* [MATERIAL SUPPLIED]:
========

PR #1380, opened 2021-07-05
Fix PDOException catches in module

yookoala:
**Description**
* Need to add backslash to the front of root classname in
  namespace.

**Motivation and Context**
* Found some `PDOException` call without proper escaping. Could result in unhandled error.

**How Has This Been Tested?**
* Locally.


SKuipers (approved):
Looks good 👍

PR #1381, opened 2021-07-05
Remove uses of obsoleted getUserPhoto

yookoala:
**Description**
* Replace with Format::userPhoto() calls.

**Motivation and Context**
* The function `getUserPhoto` was marked obsoleted in v16 but found some trace of it.

**How Has This Been Tested?**
* Locally


SKuipers (approved):
Thanks! 👍

PR #708, opened 2020-12-01
Fix tokio features for runtime feature in the docs

fanatid:


tokio-postgres/src/lib.rs
```diff
@@ -103,7 +103,7 @@
 //!
 //! | Feature | Description | Extra dependencies | Default |
 //! | ------- | ----------- | ------------------ | ------- |
-//! | `runtime` | Enable convenience API for the connection process based on the `tokio` crate. | [tokio](https://crates.io/crates/tokio) 0.2 with the features `dns`, `net` and `time` | yes |
+//! | `runtime` | Enable convenience API for the connection process based on the `tokio` crate. | [tokio](https://crates.io/crates/tokio) 0.3 with the `io-util` feature | yes |
```
sfackler, line 106: The `io-util` feature is always enabled. `runtime` turns on `net` and `time`: https://github.com/sfackler/rust-postgres/blob/master/tokio-postgres/Cargo.toml#L28

fanatid: Oh, I had seen it but then lost it from my eyes when edited file :man_facepalming: 
`dns` feature still should be removed in the docs?

sfackler: Yeah, the dns feature doesn't exist anymore.

sfackler:
Thanks!

PR #710, opened 2020-12-11
Include message object in UnexpectedMessage error

jeff-davis:
Make it easier to debug unexpected messages in the protocol flow.

### DIFF
--- a/postgres-protocol/src/message/backend.rs
+++ b/postgres-protocol/src/message/backend.rs
@@ -73,6 +73,7 @@ impl Header {
 
 /// An enum representing Postgres backend messages.
 #[non_exhaustive]
+#[derive(Debug, PartialEq)]
 pub enum Message {
     AuthenticationCleartextPassword,
     AuthenticationGss,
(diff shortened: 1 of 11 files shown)


sfackler:
I'm a bit worried about large and/or sensitive messages getting stored in the error and propagated around. How about just storing the message tag? That should be enough for a developer to figure out which unexpected message came in without having those issues.

jeff-davis:
Ideally, the `{:?}` of the message would be the enum variant name, but I don't see a simple way to add that kind of reflection without a macro.

I could add the macro, or if you don't tihnk it's worthwhile, I'm OK dropping this patch. My replication client code is working pretty well after I sorted out some under-specified areas of the protocol.

sfackler:
An enum would work fine as well, I'd just prefer it to be a separate enum than the one that actually stores the data.

I personally just use Wireshark to see what's going on when I hit a protocol error.

jeff-davis:
Yeah, it doesn't seem worth the trouble to fix this. Closing.

PR #711, opened 2020-12-11
Support connection validation with timeout

zach-com:
This pull request arose from https://github.com/sfackler/r2d2/issues/116.

### DIFF
--- a/postgres/src/client.rs
+++ b/postgres/src/client.rs
@@ -4,6 +4,7 @@ use crate::{
     ToStatement, Transaction, TransactionBuilder,
 };
 use std::task::Poll;
+use std::time::Duration;
 use tokio_postgres::tls::{MakeTlsConnect, TlsConnect};
 use tokio_postgres::types::{BorrowToSql, ToSql, Type};
 use tokio_postgres::{Error, Row, SimpleQueryMessage, Socket};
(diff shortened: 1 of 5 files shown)


tokio-postgres/src/client.rs
```diff
@@ -450,6 +450,15 @@ impl Client {
         self.simple_query_raw(query).await?.try_collect().await
     }
 
+    /// Validates connection, timing out after specified duration.
+    pub async fn is_valid(&self, timeout: Duration) -> Result<(), Error> {
```
sfackler, line 454: Since timeouts are so easy in the async world, I'd prefer to only expose this API in the blocking client.

postgres/src/client.rs
```diff
@@ -413,6 +413,11 @@ impl Client {
         self.connection.block_on(self.client.simple_query(query))
     }
 
+    /// Validates connection, timing out after specified duration.
+    pub fn is_valid(&mut self, timeout: std::time::Duration) -> Result<(), Error> {
```
sfackler, line 417: Nit: import `Duration` with a `use std::time::Duration` up above.

tokio-postgres/src/client.rs
zach-com: Does Rust allow a module to expose functions to the workspace but not beyond? Otherwise, we would have to introduce `async` in the `postgres` crate, right?

sfackler: It does not, but that's not a problem. There's already async code in the postgres crate in the block_on calls.

tokio-postgres/src/bind.rs
```diff
@@ -20,8 +20,9 @@ where
     I: IntoIterator<Item = P>,
     I::IntoIter: ExactSizeIterator,
 {
+    type BytesResult = Result<bytes::Bytes, Error>;
```
sfackler, line 23: What is this change for?

tokio-postgres/src/error/mod.rs
```diff
@@ -492,3 +495,9 @@ impl Error {
         Error::new(Kind::Connect, Some(Box::new(e)))
     }
 }
+
+impl From<Elapsed> for Error {
```
sfackler, line 499: I'd rather have a `#[doc(hidden)]` explicit constructor rather than a From impl.

tokio-postgres/src/bind.rs
zach-com: After the `impl From` block was introduced, the compiler required the type hint. Replacing the `impl From` block will make this change unnecessary.

sfackler:
Thanks!

PR #717, opened 2020-12-24
deps: upgrade to tokio v1.0 ecosystem

benesch:
@sfackler this is still waiting on releases of both tokio-openssl and tokio-native-tls that include the Tokio v1.0 bump, but I got tests for tokio-postgres and postgres passing, so figured I'd put this up.

### DIFF
--- a/postgres-openssl/src/lib.rs
+++ b/postgres-openssl/src/lib.rs
@@ -48,8 +48,10 @@ use openssl::hash::MessageDigest;
 use openssl::nid::Nid;
 #[cfg(feature = "runtime")]
 use openssl::ssl::SslConnector;
-use openssl::ssl::{ConnectConfiguration, SslRef};
-use std::fmt::Debug;
+use openssl::ssl::{self, ConnectConfiguration, SslRef};
+use openssl::x509::X509VerifyResult;
+use std::error::Error;
+use std::fmt::{self, Debug};
 use std::future::Future;
 use std::io;
 use std::pin::Pin;
@@ -57,7 +59,7 @@ use std::pin::Pin;
 use std::sync::Arc;
 use std::task::{Context, Poll};
 use tokio::io::{AsyncRead, AsyncWrite, ReadBuf};
-use tokio_openssl::{HandshakeError, SslStream};
+use tokio_openssl::SslStream;
 use tokio_postgres::tls;
 #[cfg(feature = "runtime")]
 use tokio_postgres::tls::MakeTlsConnect;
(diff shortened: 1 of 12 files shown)


benesch:
Supersedes #688 and #716.

sfackler:
tokio-openssl is updated.

tokio-postgres/src/binary_copy.rs
```diff
@@ -153,7 +153,7 @@ impl Stream for BinaryCopyOutStream {
             Some(header) => header.has_oids,
             None => {
                 check_remaining(&chunk, HEADER_LEN)?;
-                if &chunk.bytes()[..MAGIC.len()] != MAGIC {
+                if &chunk.chunk()[..MAGIC.len()] != MAGIC {
```
sfackler, line 156: You should be able to just do `if !chunk.starts_with(&MAGIC)` here I think.

postgres/src/copy_out_reader.rs
```diff
@@ -46,7 +46,7 @@ impl BufRead for CopyOutReader<'_> {
             };
         }
 
-        Ok(self.cur.bytes())
+        Ok(self.cur.chunk())
```
sfackler, line 49: I think this can just be `Ok(&self.cur)`.

benesch: Done.

tokio-postgres/src/binary_copy.rs
benesch: `chunk` is a `Cursor<Bytes>` which unfortunately does not implement `AsRef<[u8]>`. Switched to `!chunk.chunk().starts_with(&MAGIC)`. 

The trait method `Buf::chunk` is not documented to return the whole slice, but the implementation of `Buf` for `Cursor<Bytes>` does make that guarantee. If relying on that is scary, we could instead do `chunk.read_bytes(MAGIC.len()) != MAGIC`, which is safe for any implementation of `Buf`.

sfackler: Oh - we should just remove the Cursor layer entirely since Bytes implements Buf directly now.

benesch: I tried that, but we need access to the cursor position: https://github.com/sfackler/rust-postgres/blob/master/tokio-postgres/src/binary_copy.rs#L201

Could always do some pointer arithmetic to compute the position, but didn’t seem like an obvious win.

benesch:
All the TLS related crates have new releases now, so this is ready to go pending whatever review feedback you might have, @sfackler. As always feel free to just take over the PR.

tokio-postgres/src/binary_copy.rs
sfackler: Ah right - should be fine as-is then.

postgres-openssl/src/lib.rs
```diff
@@ -134,13 +134,15 @@ where
...
+    type Error = Error;
     #[allow(clippy::type_complexity)]
-    type Future = Pin<Box<dyn Future<Output = Result<TlsStream<S>, HandshakeError<S>>> + Send>>;
+    type Future = Pin<Box<dyn Future<Output = Result<TlsStream<S>, Error>> + Send>>;
 
     fn connect(self, stream: S) -> Self::Future {
         let future = async move {
-            let stream = tokio_openssl::connect(self.ssl, &self.domain, stream).await?;
+            let ssl = self.ssl.into_ssl(&self.domain)?;
+            let mut stream = Box::pin(SslStream::new(ssl, stream)?);
```
sfackler, line 144: Since `S` is `Unpin`, `SslStream<S>` is as well so there's no need to use `Box::pin` here. You should be able to just do `Pin::new(&mut stream).connect().await;`

postgres-openssl/src/lib.rs
```diff
@@ -134,13 +134,15 @@ where
...
+            stream.as_mut().connect().await?;
```
sfackler, line 145: I think it's worth doing something just a little bit more complicated to get better diagnostics after a certificate validation failure: https://github.com/sfackler/hyper-openssl/blob/master/src/lib.rs#L237-L240

postgres-openssl/src/lib.rs
```diff
@@ -134,13 +134,15 @@ where
     S: AsyncRead + AsyncWrite + Unpin + Debug + 'static + Sync + Send,
```
sfackler, line 134: You can remove the `Debug + 'static + Sync` bounds from here now.

sfackler:
Thanks! Looks good other than those few nits.

I think I'm probably just going to immediately cut a release with these dependency upgrades to get that out the door, and then start looking into cleaning things up for a 1.0 release from there.

postgres-openssl/src/lib.rs
benesch: Ah yeah, thanks, that's much nicer. I missed the `Unpin` bound on `S`.

postgres-openssl/src/lib.rs
benesch: Ok, `Debug` and `Sync` are gone. Compiler still insists on `'static` though.

postgres-openssl/src/lib.rs
benesch: SGTM! I just shamelessly copy/pasted that code into here.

========

* [WORK ORDER]: Only the lines from the start of the material through the line containing "in unhandled error." belong in the answer, each copied exactly.

* [SOLUTION TO THE PROBLEM]:
PR #1380, opened 2021-07-05
Fix PDOException catches in module

yookoala:
**Description**
* Need to add backslash to the front of root classname in
  namespace.

**Motivation and Context**
* Found some `PDOException` call without proper escaping. Could result in unhandled error.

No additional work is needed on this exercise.